I'm a planner.  You know this, right?  I have to be able to plan out my meals for the week so that I know what to shop for.  Nothing drives me crazier than wanting to make a dish and discovering I'm missing That One Ingredient.  Argh!!

But life has been topsy-turvy though since Kieran was born so my meal planning isn't as stellar as it used to be.  I have a bunch of meals in the freezer but I'm trying to space those out so they last as long as possible.  So there have been days where the calendar remained blank for that day's dinner.  Those days I have all day to obsess about what to make based on what I have available.  Sometimes that's fun.  Sometimes, not so much.

One day I got lucky though.  A friend of mine posted a link to a recipe she was trying out, and in looking it over, I realized that I could make it too WITHOUT heading to the store first!  Excellent!!

Chicken Biryani
Recipe adapted from Confections & Musings 

2 tsp canola oil
1 lb boneless, skinless chicken breasts, cut into 1-inch pieces
1 cup chopped onion (about 1 medium onion)
1 jalapeño pepper, seeded and minced [I made this optional since I didn't have one handy]
1 tsp minced fresh ginger
1 1/2 teaspoons garam masala 
3/4 teaspoon ground cumin
1/2 teaspoon salt
2 garlic cloves, minced
2 cups chopped plum tomato [Or be like me and use a drained can of petite diced tomatoes]
1 cup uncooked basmati rice [I used whatever I had in my pantry canister]
1/3 cup raisins
1 3/4 cup low-sodium chicken stock
1/4 cup chopped fresh cilantro [optional but it REALLY brightens the flavor if you have it]
1/4 cup sliced almonds [optional but that little crunch adds awesome]
4 lime wedges

1.  Heat oil in a large nonstick skillet over medium-high heat. Add chicken to pan; sauté about 3 minutes. Add onion and jalapeño and cook another 3 minutes.
Psst!
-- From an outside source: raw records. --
PR #5709, opened 2016-03-31
Move test-loader to NPM

trentmwillis:
Pretty self-explanatory. Was unsure if this needed to be 100% backwards compatible (e.g., check if `ember-cli-test-loader` is installed as a bower or npm module and behave accordingly), so I took the simple route which relies on users upgrading their dependencies (addons like `ember-cli-qunit` will need to be updated accordingly, which I will be working on).

### DIFF
--- a/lib/broccoli/ember-app.js
+++ b/lib/broccoli/ember-app.js
@@ -1310,7 +1310,6 @@ EmberApp.prototype.styles = function() {
  */
 EmberApp.prototype.testFiles = function(coreTestTree) {
   var testSupportPath = this.options.outputPaths.testSupport.js;
-  var testLoaderPath = this.options.outputPaths.testSupport.js.testLoader;
 
   testSupportPath = testSupportPath.testSupport || testSupportPath;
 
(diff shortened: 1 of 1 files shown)


Turbo87:
@trentmwillis looks like there are a few failing tests due to this change. could you have a look?

trentmwillis:
I believe all the failures are due to this:

> Could not find module `ember-cli/test-loader` imported from `(require)` at http://localhost:7357/assets/vendor.js

I saw this with my local testing. The module now lives at `ember-cli-test-loader/test-support/index`, so `ember-cli-qunit` will need to be updated in order to get these passing. However, since the test-loader stuff is hardcoded currently, `ember-cli-qunit` tests will fail until this PR lands. So not sure how to proceed, the cyclic dependency is difficult to get around.

nathanhammond:
Cyclic dependency just means that we have coupling between `ember-cli` and `ember-cli-qunit`. That coupling is only in generated applications, so I'm comfortable with it (ember-cli itself isn't tied). This is another argument for extracting blueprints into an addon as well as refactoring `lib/broccoli/ember-app`.

I'm in favor of landing the [`ember-cli-qunit` change](https://github.com/ember-cli/ember-cli-qunit/pull/113) first (with broken tests) and then rerunning tests here before landing. @rwjblue @stefanpenner do you have any other thoughts on how to land this which wouldn't require something landing "broken"? (`require` pun intended.)

nathanhammond:
> I took the simple route which relies on users upgrading their dependencies

Note for me and @rwjblue: this needs to be documented in the changelog as part of the release process.

nathanhammond:
@rwjblue Thoughts?

trentmwillis:
So what's the plan here? Should I try to make this compatible with older versions of the test-loader as well?

Turbo87:
IMHO we should try to find a way to make ember-cli-qunit work both ways, then apply the same to ember-cli-mocha and only then merge this.

trentmwillis:
Okay, I think have a way to make it work. Will update later today.

rwjblue:
Awesome, thank you @trentmwillis

trentmwillis:
Updated this to check if `ember-cli-test-loader` is a Bower dependency, if it is it logs a deprecation but proceeds like it used to.

tests/unit/models/asset-size-printer-test.js
```diff
@@ -20,7 +20,6 @@ describe('models/asset-size-printer', function () {
     fs.writeFileSync(path.join(assetDir, 'some-project.css'), 'body { margin: 0 20px; }', {encoding: 'utf8'});
     fs.writeFileSync(path.join(assetDir, 'some-project.js'), 'module.exports = function () {};', {encoding: 'utf8'});
     fs.writeFileSync(path.join(assetDir, 'some-project.json'), 'module.exports = function () {};', {encoding: 'utf8'});
-    fs.writeFileSync(path.join(assetDir, 'test-loader.js'), 'module.exports = function () {};', {encoding: 'utf8'});
```
Turbo87: I think we should keep this to test the old bower case

trentmwillis:
Okay, I rebased this. Unfortunately I don't see an appropriate way to test these changes until a new release of `ember-cli-qunit` is out. I think the way forward should be:

1. Merge this change
2. Update ember-cli/ember-cli-qunit#113 to test against ember-cli#master,
3. Merge ember-cli/ember-cli-qunit#113
4. Release `ember-cli-qunit`
5. Update Ember-CLI app blueprint to use the new version of ember-cli-qunit and test-loader and update test cases

Does this make sense?

stefanpenner:
> Does this make sense?

Yup this sounds good to me. Thank you for thinking this through.

stefanpenner:
@homu r+

PR #5712, opened 2016-03-31
Update "mocha" and retry failed tests a second and third time

Turbo87:
This PR updates the `mocha` test runner to v2.4.5 and enables retrying of failed tests. `retries: 2` means that the test will be executed at most three times (first try and two retries).


stefanpenner:
@homu r+

Turbo87:
> Nice, i suspect the retry support will help ease some of the intermittent failures.

I hope so... although if they mess around with the file system and leave it in some inconsistent state we might not be as lucky as we hope to be.

stefanpenner:
Ya, its a band aide... We will continue to improve the stability of our tests alongside this.

PR #5723, opened 2016-04-01
Embed/include ember-try in ember-cli

kategengler:
Also:

- Remove ember-try from the addon package.json blueprints
- Update command set as the default test script for addons to `ember try:each` from `ember try:testall` (functionally equivalent).

### DIFF
--- a/blueprints/addon/index.js
+++ b/blueprints/addon/index.js
@@ -37,9 +37,8 @@ module.exports = {
     // add `ember-disable-prototype-extensions` to addons by default
     contents.devDependencies['ember-disable-prototype-extensions'] = '^1.1.0';
 
-    // add `ember-try` to addons by default
-    contents.devDependencies['ember-try'] = '^0.2.2';
-    contents.scripts.test = 'ember try:testall';
+    // use `ember-try` as test script in addons by default
+    contents.scripts.test = 'ember try:each';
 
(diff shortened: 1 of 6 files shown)


rwjblue:
LGTM

chadhietala:
@homu r+

Turbo87:
do I understand it correctly that `ember-try` can't be updated independent from `ember-cli` anymore now? in other words: if `ember-try` gains any new features you can't use them unless you update `ember-cli` too? does that have any negative implications for our users?

kellyselden:
@Turbo87 semi true. Right now the hint will give us bugfixes, and once we 1.0 ember-try, which should be soon, then it will float until 2.0.
cc @kategengler

kategengler:
@Turbo87 @kellyselden Yep, but on the upside, `ember-try` commands will now be in every `ember-cli` install.

Turbo87:
since `ember-try` is now available for apps too, should we change the app blueprint Travis config to test with beta/canary like the addon blueprint does?

kategengler:
The apps would also need a `config/ember-try.js` generated to do that. 

None of the apps I have worked on have used Travis (they have used other CI services). 

Apps might run their CI build after every commit, sometimes dozens of times a day; it might be wasteful to run both canary and beta on every build.

PR #5721, opened 2016-04-01
Fix random races in tests.

rwjblue:
You are welcome.

PR #5724, opened 2016-04-01
[WIP] Speed up slow smoke tests

trabus:
Moved tests into smoke-tests to prevent duplicating createTestTarget between multiple smoke test files


rwjblue:
This looks pretty good, but I doubt we will get the speed boost that I got in https://github.com/ember-cli/ember-cli/pull/5721...

tests/acceptance/smoke-test-slow.js
```diff
@@ -1,13 +1,13 @@
...
 
-var path     = require('path');
-var fs       = require('fs');
-var crypto   = require('crypto');
-var expect   = require('chai').expect;
-var walkSync = require('walk-sync');
-var appName  = 'some-cool-app';
-var EOL      = require('os').EOL;
-var mkdirp   = require('mkdirp');
+var path       = require('path');
```
kellyselden: extra indentation not necessary?

trabus: I always like to line them up. ¯\_(ツ)_/¯

trabus:
So grouping them together does not appear to be any faster than https://github.com/ember-cli/ember-cli/pull/5725 (thanks for making that PR btw @twokul )
It seems that the `createTestTargets` method doesn't appear to be doing any additional work (at least not a noticeable amount) when run multiple times.

twokul:
@trabus splitting them into separate files makes it easier to debug but I wouldn't imagine it improves the performance (although it could be a nice side effect)

nathanhammond:
@twokul We're actively looking for ways to make this more performant, one of the paths we are investigating was actually _combining_ some tests, which is (amusingly) counter to the one you opened. We don't know yet what the correct solution is, but we're looking for it.

twokul:
@nathanhammond interesting, I didn't know that! feel free to close my PR then 😄

trabus:
Welp, got them passing finally (forgot some dependencies), but it's actually slower this time: 

Bundled: https://travis-ci.org/ember-cli/ember-cli/builds/120299433 (longest 29m 21s)
Split: https://travis-ci.org/ember-cli/ember-cli/builds/120211296 (longest 25m 30s)

Will keep looking at it and see if I can find any reason.

stefanpenner:
going to close this for now, we can reopen if further progress is made.

PR #5729, opened 2016-04-02
[ENHANCEMENT] Remove ember-data from generated addon package.json

trabus:
In 99% of addons, authors do not need or want ember-data in their `package.json`. This PR removes ember-data from an addon's `package.json` `devDependencies`.

### DIFF
--- a/blueprints/addon/index.js
+++ b/blueprints/addon/index.js
@@ -30,6 +30,9 @@ module.exports = {
     contents.dependencies['ember-cli-babel'] = contents.devDependencies['ember-cli-babel'];
     delete contents.devDependencies['ember-cli-babel'];
 
+    // 99% of blueprints don't need ember-data, make it opt-in instead
+    delete contents.devDependencies['ember-data'];
+
     if (contents.keywords.indexOf('ember-addon') === -1) {
       contents.keywords.push('ember-addon');
     }


stefanpenner:
:+1:

Turbo87:
@trabus @stefanpenner why do we actually reuse the package.json from the "app" blueprint? wouldn't it be easier to add a `package.json` to the "addon" blueprint?

nathanhammond:
@Turbo87 The degree to which they're different is small, which helps us make sure that we keep them in sync? Looking at blame, here is this commit: https://github.com/ember-cli/ember-cli/commit/772bfaf4a0f4e61f12643c9f5a3dc9aa3b3a60a4. I don't really have a strong preference here but without a compelling reason to do it a different way I'm not sure that changing it gets us anywhere. (Trading one problem for a different problem.)

Turbo87:
@nathanhammond I see, thanks!

stefanpenner:
I'm fine with either. As the differences are minimal, doing a programmatic patch did help prevent us from getting out of sink.

If we decide it's better to manage this manually or by another path, we can explore that.

trabus:
@Turbo87 The main reason was to make it easier to keep them in sync.

I'm going to catch a movie with my kids, but will be working on this later tonight

nathanhammond:
@trabus I'm :+1: once tests pass.

trabus:
So the failures appear to be due to the addon smoke tests being run first, setting up and caching the `.node_modules-tmp`, which now by not containing `ember-data` trips up the dependency-checker. 

This seems like a problem. :)

nathanhammond:
@trabus So what you're saying is that we use the same `npm install` to support both addons and apps?

Seems like something we should fix (and make our tests even SLOWER).

trabus:
@nathanhammond It seems so.

I just renamed the addon test to run later, we'll see if my hypothesis is correct if the tests pass. :)

trabus:
@nathanhammond That made it even weirder. https://travis-ci.org/ember-cli/ember-cli/builds/120373208

trabus:
@nathanhammond Yeah, this needs some refactoring for sure. https://github.com/ember-cli/ember-cli-internal-test-helpers/blob/master/lib/helpers/acceptance.js#L86

We definitely need to figure out a better way to get the dependencies for the tests that won't require duplication of effort.

nathanhammond:
@trabus Amusing how this issue so neatly dovetails with what you were working on during the hack session. :stuck_out_tongue:

Turbo87:
@trabus did you have time to tackle this problem?

kellyselden:
Might be nice to get some input from the ember-data team. @bmac @fivetanley do you agree?

fivetanley:
I'm all for it being removed.

Get Outlook for iOS




On Sun, Sep 18, 2016 at 2:11 PM -0500, "Kelly Selden" <notifications@github.com> wrote:












Might be nice to get some input from the ember-data team. @bmac @fivetanley do you agree?

stefanpenner:
👍

trabus:
Ugh. This is still having the issues with the caching difference between apps and addons. I'll try and dig back in again this week.

nathanhammond:
@trabus Dumb question: can we just change test order?

trabus:
@nathanhammond unfortunately it still breaks with the tests in the different order, just in a different way (see https://travis-ci.org/ember-cli/ember-cli/jobs/169930993).
```
    1) works in most common scenarios for an example addon
      Running: node_modules/ember-cli/bin/ember build in: /home/travis/build/ember-cli/ember-cli/tmp/some-cool-addon
Missing npm packages: 
Package: ember-disable-prototype-extensions
  * Specified: ^1.1.0
  * Installed: (not installed)
Run `npm install` to install missing dependencies.
```

trabus:
It didn't fix it with the test order either. It runs into a different issue when they're swapped (see previous Travis run for that issue).

nathanhammond:
Hokay I give up on simple fixes. :/

trabus:
homu r+

PR #5740, opened 2016-04-04
bump minimum version of ember-welcome-page

stefanpenner:
addresses:

* cache fixation issue
* live-reload issue


nathanhammond:
@homu r+

PR #5741, opened 2016-04-04
Resolve config directory relative to EmberApp project root

nickiaconis:
Similar in concept to #5614, but for the config directory.

### DIFF
--- a/tests/unit/models/project-test.js
+++ b/tests/unit/models/project-test.js
@@ -60,7 +60,7 @@ describe('models/project.js', function() {
 
       var expected = path.normalize('tests/dummy/config/environment');
 
-      expect(project.configPath()).to.equal(expected);
+      expect(project.configPath()).to.match(new RegExp(expected + '$'));
     });
 
     it('calls getAddonsConfig', function() {
--- a/tests/unit/models/project-test.js
+++ b/tests/unit/models/project-test.js
@@ -60,7 +60,7 @@ describe('models/project.js', function() {
 
       var expected = path.normalize('tests/dummy/config/environment');
 
-      expect(project.configPath()).to.match(new RegExp(expected + '$'));
+      expect(project.configPath().slice(-expected.length)).to.equal(expected);
     });
 
     it('calls getAddonsConfig', function() {
--- a/lib/broccoli/ember-app.js
+++ b/lib/broccoli/ember-app.js
@@ -132,10 +132,12 @@ EmberApp.prototype._initTestsAndHinting = function(options, isProduction) {
   @param {Object} options
 */
 EmberApp.prototype._initProject = function(options) {
+  var app = this;
+
   this.project = options.project || Project.closestSync(process.cwd());
 
   if (options.configPath) {
-    this.project.configPath = function() { return options.configPath; };
+    this.project.configPath = function() { return app._resolveLocal(options.configPath); };
   }
 };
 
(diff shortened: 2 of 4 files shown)


stefanpenner:
:+1:

chadhietala:
Windows has opinions about paths.

nickiaconis:
@chadhietala I think you're referring to the "Starts with /" part, yes? I could do "Starts with project.root" instead. Thoughts?

tests/unit/models/project-test.js
```diff
@@ -60,7 +60,7 @@ describe('models/project.js', function() {
 
       var expected = path.normalize('tests/dummy/config/environment');
 
-      expect(project.configPath()).to.equal(expected);
+      expect(project.configPath()).to.match(new RegExp(expected + '$'));
```
Turbo87: can we use `expect(...).to.contain()` here?

chadhietala:
@nickiaconis I think you need to account for `\`. The errors in Appveyor seem to be issues with finding files.

tests/unit/models/project-test.js
nickiaconis: We could. I thought the more specific assertion, that the expected path exists at the very end of the output, was a better check than the more generic one, that the expected path exists somewhere within the output.

nickiaconis:
@chadhietala Yes, it looks like it was falling back to the `else` case on appveyor. I changed the condition for the middle case, and I think it should work for both Unix and non-Unix paths now.

nickiaconis:
Okay, I think I'm going about this wrong. `lib/model/project` worked fine as it was, so I'll undo those changes. This only affects custom config paths.

What is the expectation for custom config paths? If my config file lives at `project_root/ember-config/environment.js` what value should `emberAddon.configPath` take in `package.json`? `'ember-config'` or `'ember-config/environment'`? (My guess is the latter.)

nathanhammond:
It should take the latter, `ember-config/environment`, based upon the existing code paths and tests.

nickiaconis:
Okay, for my future self's benefit and the benefit of others, [the origin of the issue lies in the `EmberApp#_configTree` method](https://github.com/ember-cli/ember-cli/blob/master/lib/broccoli/ember-app.js#L970). That line assumes that `Project#configPath` returns a fully resolved path. Therefore, `Project#configPath` must be prepended `Project#root` to the relative configuration path. This ensures uses of `Project#configPath` from methods other than `Project#config` work as expected.

nathanhammond:
Okay, so we might have this resolved. Kicking over AppVeyor.

nickiaconis:
@nathanhammond Has this been unblocked by #5774?

nickiaconis:
@nathanhammond How did I not see your message? /)_-

I think it needed a rebase to resolve the issue. I've done that, which kicked off a new build.

nathanhammond:
[It should eventually pass assuming your code works.](https://ci.appveyor.com/project/embercli/ember-cli/build/7821) Kicked it over a second ago for what looked like a transient issue.

nickiaconis:
Passed 4.2, but failed 5.0. I can't tell if it's a false-negative though; it doesn't look like the false-negatives I've seen in the past. @nathanhammond can you take a look?

nathanhammond:
I've not seen that before, seems like it might be a problem from your commit? Kicking it over again anyway.

nathanhammond:
@homu r+

PR #5742, opened 2016-04-05
add encrypted file system note

kellyselden:


stefanpenner:
Ya this would play a role but largely dependent on the type of encryption, for example my laptop has a fully encrypted drive and the overhead is negligible. I suppose that is because the MacBook Pro's have hardware support for this.

It may be worth briefly mentioning something to this^. Don't want people to assume fast ember-cli and encryption are mutually exclusive.

nathanhammond:
Add
> (depending upon system's implementation)

and I'm :+1:

stefanpenner:
We should likely explicitly say something about, that for example the MacBook Pro SSD hardware encryption is known to introduce negligible overhead.

I'll let someone better with words, wordsmith that.

kellyselden:
I'll update it to be more verbose and Windows focused.

Turbo87:
https://github.com/ember-cli/ember-cli/blob/master/PERF_GUIDE.md#a-1 already seems to explain most of the encryption slowness. closing this PR for now.

PR #1312, opened 2018-08-21
Android: Add support for dynamic peripherals

AbandonedCart:


shell/android-studio/reicast/src/main/jni/src/Android.cpp
```diff
@@ -265,7 +292,11 @@ void os_SetupInput()
 	for (int i = 0; i < 3; i++)
 	{
 		if (add_controllers[i])
-			mcfg_CreateController(i+1, MDT_None, MDT_None);
+			mcfg_CreateController(
+                    i + 1,
+                    GetMapleDeviceType(controller_periphs[i][0], i + 1),
```
AbandonedCart: Yes, I know these are one off

baka0815: Yeah, because of add_controllers starting wirh player 2. :)

AbandonedCart:
*first steps to dynamic peripheral support*
Breathe. It's not being merged as is. Holy %&#!...

baka0815:
I left some comments on the commit.
Sorry, for messing that up...

AbandonedCart:
Without a connected UI, you are safe to assume it isn't done

PR #1314, opened 2018-08-22
Android: General updates and improvements

AbandonedCart:


.travis.yml
```diff
@@ -44,7 +44,7 @@ install:
 - test -z "$encrypted_c726d225a9d9_key" || mv debug.keystore ~/.android/debug.keystore
 before_script: 
 script:
-- git fetch --depth 2
```
skmp: I think I do a full depth somewhere? It is needed to get the tags / versioning right. Was that changed or is that unrelated?

AbandonedCart: Depth is now 50 on travis to reduce the size and sync time without impact on results.

PR #1316, opened 2018-08-22
Android: Configure peripherals independently

AbandonedCart:


baka0815:
What's the purpose of this? Adding peripherals without (additional) controllers?

AbandonedCart:
or to configure peripherals independently, whichever wording you like better.

https://github.com/reicast/reicast-emulator/issues/1208#issuecomment-415161153

baka0815:
Because it shall be possible to enable 2 VMUs and a microphone with just 1 controller?

baka0815:
Well it's not actual Dreamcast behavior but it's fine for Android I think.

AbandonedCart:
@baka0815 reicast has forced using controller 2, port 1 as the microphone for 3 years. I expanded that so that you could now pick any of three controllers to have it plugged into. If you prefer, I can restore the original configuration and go back to locking out that port.

AbandonedCart:
Not a whole lot of options here. 

This commit fixes Seamen, but requires the user pick a port in controller 2 - 4 for the mic. 
Reverting to the old method fixes it at the cost of hardcoding a port to act as the mic.
Adding controller 1 as an option requires unlocking it to the risk of data loss, misconfiguration, user error, and a list of other possible issues.
Doing nothing makes Seamen unavailable without a hardware controller in port 2.

Take your pick. What gets screwed?

AbandonedCart:
Well now it will force controller 1, port 2 and *then* allow the use of any additional microphones (although I have no idea why you would have more than 1, but people deserve options)

blackman91:
Does that mean we can no longer access vmu_save_A2.bin and that the microphone will always be enabled? Also does that mean the enable microphone(s) option in settings option is obsolete now? Should it be removed?

AbandonedCart:
No and no.

AbandonedCart:
The mic toggle is as it was before multiple controllers, but now enables any additional user-configured microphones along the ay.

It's easier to cut up chicken while it's still a little frozen.


2.  Add ginger, garam masala, cumin, salt, and garlic; sauté 30 seconds. Add tomato, rice, raisins, and broth; bring to a boil. Cover, reduce heat, and simmer 15 minutes or until rice is tender.
I keep my ginger peeled and in the freezer.  Lasts longer that way.


3.  Stir in cilantro. Sprinkle with almonds; serve with lime wedges.
Oooohhhhh delicious!

If you don't have Garam Masala on-hand, I'd really recommend getting it.  It's AMAZING and becoming more popular so you should be able to find it with the spices at your grocery store.  Otherwise you probably could make some of it yourself, since it's a blend of cinnamon, cumin, coriander, nutmeg, and other more common spices.

This dish is YUMMY.  So yummy in fact that I cannot wait to make this again, this time using more of the ingredients I felt were optional, especially the jalapeno.  If you aren't a fan of the heat though, leaving it out is just fine.  Because of the blend of spices in Garam Masala, you have this flavor that's somewhere between sweet (from the cinnamon) and spicy, but not HOT spicy.